Babam Okuma-Yazma ögreniyor…
O gün okuldan eve kosarken sanki heyecandan kalbim duracakti.Kapinin zilini öyle bir calmisim ki, annem beni gördügünde bir yerimde yara bere varmi diye korkulu gözlerle bakiyordu; kizim ne oldu, Iyimisin?...
Daha cümlesi bitmemisdi; Anne,.. Anne,.. ben ögretmen olacagim..,diye soluk soluga anlatmaya calisiyordum.Annem; tabiki sen okulunu bitir önce, sonra ögretmen de olursun, doctor da olursun, hatta istersen avukat bile ..., lafini bitirememisdi kadincagiz; anne ben simdi ögretmen olacagim , dedim. Saskin bakislarla ; simdi mi ???
Daha ortaokul 3.sinifdaydim, yani 14 yasinda ve ben anneme simdi ögretmen olacagim diye adeta haykiriyordum, annem beni sakinlestirmeye calisirken, ufaktan da atesimi kontrol ediyordu, sayikliyorum diye düsündü herhalde, daha orta okul bitmeden ne ögretmenligi ?..
O gün okulda son dersimizde edebiyat ögretmenimizle birlikte okul müdürümüz de girmisdi sinifa, hepberaber ayaga kalkip „Tünaydin ögretmenim“ dedigimizde biraz da saskindik, acaba ne olmusdu da okul müdürümüz derse gelmisdi ?

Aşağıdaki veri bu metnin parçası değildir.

PR #752, opened 2026-05-26
fix: surface InvalidOrderId to clients as CantDo(NotFound)

### LINKED ISSUE #751: Admin actions silently drop InvalidOrderId errors instead of replying with CantDo(NotFound)
## Summary
When an admin action (`AdminSettle`, `AdminCancel`) receives an `order_id` that is not present in the database, the daemon returns `MostroError::MostroInternalErr(ServiceError::InvalidOrderId)`, which is mapped to `warning_msg(...)` in `app.rs::manage_errors`. `warning_msg`
only logs locally via `tracing::warn!` and never enqueues a DM back to the sender. The client therefore never learns the action failed, and
ends up waiting for a response that never comes (timing out).

This is the root cause of MostroP2P/mostro-cli#170 on the daemon side (the CLI side is being fixed independently).

## Current behavior

1. Admin sends `Action::AdminSettle` with a non-existent `order_id`.
2. `admin_settle_action` calls `get_order(...)` which returns `Err(MostroInternalErr(ServiceError::InvalidOrderId))` (see `mostro/src/util.rs:1169-1182`).
3. `manage_errors` (`mostro/src/app.rs:88-107`) matches the `MostroInternalErr` arm, which calls `warning_msg(action, e)` and returns without sending any DM.
4. Backend logs show: `Error in AdminSettle with context Order id not present in database - inner message No message`
5. The admin client receives nothing.

## Expected behavior

`InvalidOrderId` is a user-correctable input error, not an internal fault — the client should be told. The daemon should send a
`CantDo(NotFound)` (or a more specific reason if added) DM back to the sender so the admin sees that the order id was invalid.

A broader sweep is probably worthwhile: any `ServiceError` variant that is actually caused by user input (invalid id, malformed input, etc.)
should probably be promoted to a `CantDo` rather than left as an internal error.

## Suggested fix

Either:
- In `get_order`, return `MostroCantDo(CantDoReason::NotFound)` instead of `MostroInternalErr(ServiceError::InvalidOrderId)`; or
- In `manage_errors`, treat the specific `ServiceError::InvalidOrderId variant by enqueueing a `CantDo(NotFound)` DM in addition to logging.

The first option is more surgical and matches the semantics of `CantDoReason` (machine-readable, intended to be surfaced to users).

## Affected actions

Confirmed: `AdminSettle`, `AdminCancel`. Likely the same pattern affects any handler that calls `get_order` and returns its error unmodified.

## Additional context

Related CLI issue: MostroP2P/mostro-cli#170

AndreaDiazCorreia:
## Summary

Closes #751.

Admin actions (`AdminSettle`, `AdminCancel`) — and any handler that called `get_order` — used to return `MostroInternalErr(ServiceError::InvalidOrderId)` when the message lacked an `id` or the order was not present in the database. That error was routed to `manage_errors`, which only calls `warning_msg` and never enqueues a DM back to the sender. The client therefore never learned the action failed and timed out.

This change promotes the user-facing path of `InvalidOrderId` to `MostroCantDo(CantDoReason::NotFound)`, so the sender receives a `CantDo` DM. It matches the existing `CantDo` pattern already used in `last_trade_index_action` and `orders_action`, and is the option recommended in the issue.

## Changes

- `util.rs::get_order`: return `CantDo(NotFound)` when the message lacks an `id` and when the order is not present in the database.
- `app/dispute.rs::dispute_action`: return `CantDo(NotFound)` when the message lacks an `order_id`.
- `app/admin_take_dispute.rs::admin_take_dispute_action`:
  - Preserve `DbAccessError` semantics on real database failures (previously silently mapped to `InvalidOrderId`).
  - Return `CantDo(NotFound)` when the dispute's referenced order is missing, so the admin gets feedback.
- Unit tests for the three `get_order` branches: missing id, order not found, order found.

## Affected actions

`AdminSettle`, `AdminCancel`, `Dispute`, `AdminTakeDispute`, and any other handler that resolves an order through `get_order` (`FiatSent`, `TakeBuy`, `TakeSell`, `AddInvoice`, `Cancel`, `Release`, `RateUser`, `TradePubkey`).

## Test plan

- [x] `cargo build --tests -p mostro` — clean.
- [x] `cargo test -p mostro --bin mostrod` — 334 passed, 0 failed (3 new tests added).
- [x] `cargo clippy -p mostro --bin mostrod --tests` — no new warnings.
- [x] Manual: send `AdminSettle` with a non-existent `order_id` and verify the admin receives a `CantDo(NotFound)` DM instead of a timeout.

## Related

- CLI side: MostroP2P/mostro-cli#170

### DIFF
--- a/src/app/admin_take_dispute.rs
+++ b/src/app/admin_take_dispute.rs
@@ -180,11 +180,11 @@ pub async fn admin_take_dispute_action(
     // Get order from db using the dispute order id
     let order = if let Some(order) = Order::by_id(pool, dispute.order_id)
         .await
-        .map_err(|_| MostroInternalErr(ServiceError::InvalidOrderId))?
+        .map_err(|e| MostroInternalErr(ServiceError::DbAccessError(e.to_string())))?
     {
         order
     } else {
-        return Err(MostroInternalErr(ServiceError::InvalidOrderId));
+        return Err(MostroCantDo(CantDoReason::NotFound));
     };
 
     // Update dispute fields
--- a/src/app/dispute.rs
+++ b/src/app/dispute.rs
@@ -159,7 +159,7 @@ pub async fn dispute_action(
     let order_id = if let Some(order_id) = msg.get_inner_message_kind().id {
         order_id
     } else {
-        return Err(MostroInternalErr(ServiceError::InvalidOrderId));
+        return Err(MostroCantDo(CantDoReason::NotFound));
     };
     // Check dispute for this order id is yet present.
     if find_dispute_by_order_id(pool, order_id).await.is_ok() {
--- a/src/util.rs
+++ b/src/util.rs
@@ -1170,14 +1170,14 @@ pub async fn get_order(msg: &Message, pool: &Pool<Sqlite>) -> Result<Order, Most
     let order_msg = msg.get_inner_message_kind();
     let order_id = order_msg
         .id
-        .ok_or(MostroInternalErr(ServiceError::InvalidOrderId))?;
+        .ok_or(MostroCantDo(CantDoReason::NotFound))?;
     let order = Order::by_id(pool, order_id)
         .await
         .map_err(|e| MostroInternalErr(ServiceError::DbAccessError(e.to_string())))?;
     if let Some(order) = order {
         Ok(order)
     } else {
-        Err(MostroInternalErr(ServiceError::InvalidOrderId))
+        Err(MostroCantDo(CantDoReason::NotFound))
     }
 }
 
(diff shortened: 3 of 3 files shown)


codaMW:
> Reviewed the three changed files and the test cases. The fix is correct and the approach is well-chosen.
>
> The core change in `get_order` is exactly right, both the missing-id case and the not-found case are genuinely user-facing conditions, not internal server errors. Routing them through `MostroCantDo(CantDoReason::NotFound)` means the sender receives a `CantDo` DM instead of silently timing out. The distinction preserved in `admin_take_dispute.rs` is also important: real database failures correctly stay as `DbAccessError` (internal), while a missing order correctly becomes `NotFound` (user-facing). That separation shows good understanding of the error model.
>
> The three unit tests cover the full decision tree of `get_order`  missing id, id present but order absent, and the happy path. The use of `setup_orders_pool()` with in-memory SQLite and the actual migration SQL is the right pattern it tests against the real schema rather than a hand-rolled approximation.
>
> One observation worth noting: the `admin_take_dispute` fix also silently upgraded what was previously a blanket `InvalidOrderId` mapping on the dispute's order lookup to a proper `DbAccessError` for real DB failures. That's a correctness improvement worth calling out explicitly in the PR description since it changes error semantics for infrastructure failures, not just the not-found case.
>
> cACK: logic is sound, tests are solid, change is minimal and targeted.

---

Merakimizi anlayan ögretmenimiz bize oturun isareti yapip sözü müdür bey e birakti;
Evet cocuklar bugün size cok güzel haberlerim var, biliyorum merak ediyorsunuz, ve aranizda mutlaka bir kaciniz bana bu konuda yardim edecek eminim. Gecen hafta katildigim bir toplanti da Türkiye genelinde okuma-yazma bilmeyen kisileri ve onlara nasil yardim edebilecegimizi tartisdik, nihayetinde bir proje kapsaminda cevremizde okuma-yazma bilmeyen kisilere okuma -yazma ögreterek yardimci olmaya karar verdik, tabi bu kadar insana yeterli ögretmen olmadigi icin sizlerinde bize yardimci olmasini istiyoruz. Ben okulumuzun bu projeye katilmasini cok istiyorum, sizin göreviniz ilk önce ailenizde veya cevrenizde okuryazar olmayan kisileri tespit edip, onlarla konusmak ve eger isterlerse onlari bu proje ye dahil etmek. Sonrasinda size verecegim plan cercevesinde onlara bos vakitlerinizde ders vermeniz, yani bir nevi ögretmenlik yapmaniz,bu dersler bir ders yili boyunca sürecek ve sonunda o kisilerde sizin diploma töreninizde tabiki basarabilirler ve sinavlari verebilirlerse diplomalarini sizin elinizden alacaklar. Bu görev süreci icinde verilen ödevleri biz görevli arkadaslarla degerlendirecegiz, eger basarili birer ögretici olursaniz sizlerin adiniz o diploma da ögretmen olarak yazilacak, kisacasi bir dönem ögretmenlik yapacaksiniz.Anlasildimi ? Sorusu olan varmi?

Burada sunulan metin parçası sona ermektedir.